Similar arguments were also addressed by the Supreme Court of Queensland in Lohe v Gunter [2003] QSC 150 where Holmes J said:
[8] The respondent argued that there was no means by which he might lawfully pay fines or costs because of the failure of the Crown to provide currency as prescribed by the Currency Act 1965, s 16 of that which provides for coinage as legal tender. There was, he said, no legal sanction for the issue of paper money; and there was a lack of correspondence between the face value of coins and the price at which they may be bought using paper money. (He referred to a particular example of a set of gold coins being bought for an amount far in excess of its face value.) 

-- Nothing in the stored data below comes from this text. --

PR #529, opened 2018-08-28
Move any string output from character -> reason fields.

nellh:
This fixes some inconsistent use of the Issue.character field so it always contains integers. These messages are instead provided as reasons for the issue.


nellh:
Related to https://github.com/OpenNeuroOrg/openneuro/issues/858

olgn (approved):
lgtm

PR #1303, opened 2026-03-17
v5: Message List Polish

nuno-vieira:
### 🔗 Issue Links

[IOS-1492](https://linear.app/stream/issue/IOS-1492/v5-message-list-polish)

### 🎯 Goal

Polish the message list, channel list, and related views to match the v5 Figma design system specs, fix interaction issues, and refactor search into a reusable modifier.

### 📝 Summary

- Fix background colors across multiple views (message list, channel list, search results, polls, reactions, info screens) to use the correct design tokens (`backgroundElevationElevation0`, `backgroundCoreApp`)
- Fix Giphy badge sizing/styling and Giphy preview height with proper aspect ratio (4/3) and minimum height
- Fix date indicator pill spacing and padding to match Figma specs
- Fix long press gesture to work on the full message cell (not just the bubble) and reduce activation time using `simultaneousGesture`
- Fix search bar styling (colors, icons, spacing) to match Figma specs
- Add bottom spacing after pinned message background to separate it from the next message
- Introduce `Styles.makeSearchableModifier()` as a reusable search modifier, removing `makeChannelListTopView` from `ViewFactory`

### 🛠 Implementation

**Background colors**: Updated `DefaultViewFactory.makeMessageListBackground` and multiple views (`SearchResultsView`, `PollAllOptionsView`, `PollCommentsView`, `PollResultsView`, `ReactionsDetailView`, `MoreReactionsView`, `ReactionsOverlayView`, etc.) to use the correct elevation tokens from the design system.

**Giphy attachments**: Reworked `GiphyBadgeView` to use the correct sizing tokens (`iconSizeXs`, `spacingXs`, `radiusLg`). Reworked `LazyGiphyView` to use a `Color.clear` container with `aspectRatio(4/3)` and `minHeight(192)` as the layout driver, with the image overlaid and clipped.

**Message gestures**: Added `.contentShape(Rectangle())` to `MessageContainerView` in `MessageItemView` so the long press hit area covers the full cell. Replaced `.onLongPressGesture` with `.simultaneousGesture(LongPressGesture(minimumDuration: 0.35))` to resolve gesture disambiguation with double-tap and swipe gestures.

**Search bar**: Updated `SearchBar` to match the Figma spec (border instead of filled background, correct icon colors, font, and spacing).

**Pinned messages**: Added conditional bottom padding (`tokens.spacingXs`) to `MessageItemView` when a message is pinned.

**Search refactoring**: Created `SearchableModifierOptions` and `DefaultSearchableModifier` in `Styles.swift`. The default uses the SDK's styled `SearchBar` for full appearance control and snapshot test compatibility. Removed `makeChannelListTopView` / `ChannelListTopViewOptions` / `ChannelListTopViewType` from the `ViewFactory` protocol. Updated `ChatChannelListContentView` and `AddUsersView` to use the new modifier. Updated `RedactedLoadingView` to remove the now-deleted factory method.

### 🧪 Manual Testing Notes

- Open the channel list and verify the search bar appears styled correctly and scrolls with content
- Search for channels and verify results render with the correct background
- Open a channel and verify message list background, date dividers, and pinned message spacing
- Long press on a message (outside the bubble area) and verify the actions overlay opens quickly (~0.3s)
- Send a Giphy and verify the badge and preview sizing
- Open the Add Users sheet and verify the search bar works
- Verify poll views, reactions detail, and other info screens have correct backgrounds

### ☑️ Contributor Checklist


Sources/StreamChatSwiftUI/ChatChannelList/ChatChannelListView.swift
```diff
@@ -232,29 +230,44 @@ public struct ChatChannelListContentView<Factory: ViewFactory>: View {
...
-                    onItemAppear: { index in
-                        viewModel.checkTabBarAppearance()
-                        viewModel.checkForChannels(index: index)
-                    },
-                    channelDestination: viewFactory.makeChannelDestination(options: ChannelDestinationOptions()),
-                    trailingSwipeRightButtonTapped: viewModel.onDeleteTapped(channel:),
-                    trailingSwipeLeftButtonTapped: viewModel.onMoreTapped(channel:),
-                    leadingSwipeButtonTapped: { _ in /* No leading button by default. */ }
-                )
+                ScrollViewReader { scrollView in
```
martinmitrevski: this doesn't make sense - the `ChannelList` already has a scroll view reader and scroll view inside, and we're passing `scrollable` false to disable that. Why have it twice, it should be either here or there. The channel list should be scrollable as a component imo.

Sources/StreamChatSwiftUI/ChatChannelList/ChatChannelListView.swift
```diff
@@ -232,29 +230,44 @@ public struct ChatChannelListContentView<Factory: ViewFactory>: View {
...
+                            channelDestination: viewFactory.makeChannelDestination(options: ChannelDestinationOptions()),
+                            trailingSwipeRightButtonTapped: viewModel.onDeleteTapped(channel:),
+                            trailingSwipeLeftButtonTapped: viewModel.onMoreTapped(channel:),
+                            leadingSwipeButtonTapped: { _ in }
+                        )
+                    }
+                    .onChange(of: viewModel.scrolledChannelId) { newValue in
+                        if let newValue {
+                            withAnimation {
+                                scrollView.scrollTo(newValue, anchor: .bottom)
```
martinmitrevski: or we can handle this inside the channel list

Sources/StreamChatSwiftUI/ChatMessageList/GiphyAttachmentView.swift
```diff
@@ -124,27 +124,34 @@ struct LazyGiphyView: View {
...
-                } else {
-                    state.image
-                }
-            } else if state.error != nil {
-                Color(.secondarySystemBackground)
-            } else {
-                ZStack {
-                    Color(.secondarySystemBackground)
-                    ProgressView()
+        Color.clear
```
martinmitrevski: Feels like a hack

Sources/StreamChatSwiftUI/ChatMessageList/GiphyAttachmentView.swift
```diff
@@ -124,27 +124,34 @@ struct LazyGiphyView: View {
...
+            .aspectRatio(4 / 3, contentMode: .fit)
```
martinmitrevski: why do we hardcode the ratio? Not all gifs have the same ratio

Sources/StreamChatSwiftUI/ChatMessageList/MessageItemView.swift
```diff
@@ -106,14 +106,18 @@ public struct MessageItemView<Factory: ViewFactory>: View {
...
+                .contentShape(Rectangle())
                 .onTapGesture(count: 2) {
                     if messageViewModel.isDoubleTapOverlayEnabled {
                         handleGestureForMessage(showsMessageActions: true)
                     }
                 }
-                .onLongPressGesture(perform: {
-                    handleGestureForMessage(showsMessageActions: true)
-                })
+                .simultaneousGesture(
```
martinmitrevski, line 116: some of this stuff breaks the tap to dismiss gesture on the message item

Sources/StreamChatSwiftUI/CommonViews/SearchBar.swift
```diff
@@ -48,15 +48,14 @@ struct SearchBar: View, KeyboardReadable {
                     }
                 }
             }
-            .padding(.horizontal, tokens.spacingSm)
+            .padding(.horizontal, tokens.spacingMd)
             .padding(.vertical, tokens.spacingSm)
-            .background(Color(colors.backgroundElevationElevation1))
+            .frame(minHeight: 48)
```
martinmitrevski: why minHeight?

Sources/StreamChatSwiftUI/ViewFactory/ViewFactory.swift
```diff
@@ -73,12 +73,6 @@ import SwiftUI
     /// - Returns: View displayed in the leading swipe area of a channel item.
     func makeLeadingSwipeActionsView(options: LeadingSwipeActionsViewOptions) -> LeadingSwipeActionsViewType
 
-    associatedtype ChannelListTopViewType: View
-    /// Creates the view shown at the top of the channel list. Suitable for search bar.
-    /// - Parameter options: the options for creating the channel list top view.
-    /// - Returns: view shown above the channel list.
-    func makeChannelListTopView(options: ChannelListTopViewOptions) -> ChannelListTopViewType
```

[9] As to the first part of the respondent’s argument, Deane J in Re Skyring’s Application (No 2) reached the conclusion that there was no constitutional bar against the issue of paper money as legal tender, a view which has been confirmed subsequently on a number of occasions. [Re Skyring (1994) 68 ALJR 618; Skyring v ANZ Banking Group Ltd (Unreported, Court of Appeal No 176/1993, 12 May 1944); Owen v Deputy Commissioner of Taxation (Unreported, Full Court of the Federal Court, Qd 132, 1995. As to the second aspect, in Cusack v Commissioner of Taxation [2002] FCA 1012; [2002] ATC 4676, Cooper J considered an argument which turned around the difference between money as a unit of value and money as currency by which obligations are discharged. There was, he said, a presumption given statutory effect in provisions of the Currency Act and the Reserve Bank Act 1959 that parties contracted and parliament legislated with reference to the nominal value of money as expressed by legal tender; currency when used as legal tender was valued at its face value without regard to its intrinsic worth. The value of coins departed from their face value only when they were not being used as currency and were regarded simply as a commodity. The weight of authority is thus against the respondent’s first point, and the reasoning of Cooper J is persuasive against the second.